**AVAILABLE DATA**
PR #1719, opened 2026-08-02
feat(go-cli): Phase 3 — all 608 commands wired to the generated SDK

ChiragAgg5k:
Stacked on #1718. All 608 commands wired to the generated Go SDK. After this PR the CLI does real work against a real API.

## What changed

Phase 1 gave every command its flags and an empty body. This connects the body: build the right client for the command's scope, map flags to SDK arguments, send, render.

Three scopes, and getting them wrong sends credentials to the wrong place:

- **project** — `X-Appwrite-Project` from `appwrite.config.json`, endpoint from the project config first and the session second, so a repository pinned to a self-hosted instance is never pushed to whichever endpoint the user last logged into. When the two disagree the call is **refused** rather than sent.
- **console** — `X-Appwrite-Project: console`, session credentials.
- **organization / project-scoped console** — as console, plus the header the service needs.

## Worth a look

**`internal/sdk/sdk.go.twig`** — the scope logic above, including the endpoint-mismatch refusal.

**`internal/app/fallback.go.twig`** — commands the console exposes that the public spec does not, reimplemented over the endpoints that do exist. It paginates by hand, so it is the file where an off-by-one lives.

**EXERCISE PROMPT**
Your answer should be the records above, set down exactly.

**TASK RESPONSE**
PR #1719, opened 2026-08-02
feat(go-cli): Phase 3 — all 608 commands wired to the generated SDK

ChiragAgg5k:
Stacked on #1718. All 608 commands wired to the generated Go SDK. After this PR the CLI does real work against a real API.

## What changed

Phase 1 gave every command its flags and an empty body. This connects the body: build the right client for the command's scope, map flags to SDK arguments, send, render.

Three scopes, and getting them wrong sends credentials to the wrong place:

- **project** — `X-Appwrite-Project` from `appwrite.config.json`, endpoint from the project config first and the session second, so a repository pinned to a self-hosted instance is never pushed to whichever endpoint the user last logged into. When the two disagree the call is **refused** rather than sent.
- **console** — `X-Appwrite-Project: console`, session credentials.
- **organization / project-scoped console** — as console, plus the header the service needs.

## Worth a look

**`internal/sdk/sdk.go.twig`** — the scope logic above, including the endpoint-mismatch refusal.

**`internal/app/fallback.go.twig`** — commands the console exposes that the public spec does not, reimplemented over the endpoints that do exist. It paginates by hand, so it is the file where an off-by-one lives.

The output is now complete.